Here's an example of how to implement these tokenizers using Hugging Face's tokenizers library and SentencePiece:

from tokenizers import Tokenizer
from tokenizers.models import BPE, WordPiece, Unigram
from tokenizers.trainers import BpeTrainer, WordPieceTrainer, UnigramTrainer
import sentencepiece as spm

# BPE Tokenizer
bpe_tokenizer = Tokenizer(BPE())
bpe_trainer = BpeTrainer(special_tokens=["[UNK]", "[CLS]", "[SEP]", "[PAD]", "[MASK]"])
bpe_tokenizer.train(files=["path/to/files"], trainer=bpe_trainer)

# WordPiece Tokenizer
wp_tokenizer = Tokenizer(WordPiece())
wp_trainer = WordPieceTrainer(special_tokens=["[UNK]", "[CLS]", "[SEP]", "[PAD]", "[MASK]"])
wp_tokenizer.train(files=["path/to/files"], trainer=wp_trainer)

# Unigram Tokenizer
unigram_tokenizer = Tokenizer(Unigram())
unigram_trainer = UnigramTrainer(special_tokens=["[UNK]", "[CLS]", "[SEP]", "[PAD]", "[MASK]"])
unigram_tokenizer.train(files=["path/to/files"], trainer=unigram_trainer)

# SentencePiece Tokenizer
spm.SentencePieceTrainer.train(input="path/to/files", model_prefix="spm_model", model_type="bpe", vocab_size=32000)
sp = spm.SentencePieceProcessor()
sp.load("spm_model.model")

# Example usage
text = "Hello, how are you today?"
print("BPE:", bpe_tokenizer.encode(text).tokens)
print("WordPiece:", wp_tokenizer.encode(text).tokens)
print("Unigram:", unigram_tokenizer.encode(text).tokens)
print("SentencePiece:", sp.encode(text, out_type=str))

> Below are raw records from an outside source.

PR #917, opened 2016-08-26
Add dependency on expat version 2.1.0

gregvonkuster:
Attempt to correct this issue: https://github.com/galaxyproject/galaxy/issues/1913#issuecomment-242829812 - ping @natefoo

### DIFF
--- a/packages/package_perl_xml_parser_expat_2_41/tool_dependencies.xml
+++ b/packages/package_perl_xml_parser_expat_2_41/tool_dependencies.xml
@@ -1,5 +1,8 @@
 <?xml version="1.0"?>
 <tool_dependency>
+    <package name="expat" version="2.1.0">
+        <repository name="package_expat_2_1" owner="iuc" prior_installation_required="True" />
+    </package>
     <package name="perl" version="5.18.1">
         <repository name="package_perl_5_18" owner="iuc" prior_installation_required="True" />
     </package>
@@ -7,6 +10,9 @@
         <install version="1.0">
             <actions>
                 <action type="setup_perl_environment">
+                    <repository name="package_expat_2_1" owner="iuc">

This code demonstrates how to create, train, and use each type of tokenizer, including SentencePiece.

Conclusion

Each tokenization algorithm has its strengths and is suited for different types of NLP tasks. BPE and WordPiece are widely used in many popular language models, while Unigram offers a probabilistic approach to tokenization. SentencePiece stands out for its language-agnostic nature and ability to handle raw text input, making it particularly useful for multilingual models and languages without clear word boundaries.

The choice between these algorithms often depends on the specific requirements of the project, the language being processed, computational resources, and the need for language-agnostic processing. As NLP continues to evolve, these tokenization methods play a crucial role in improving the performance and versatility of language models.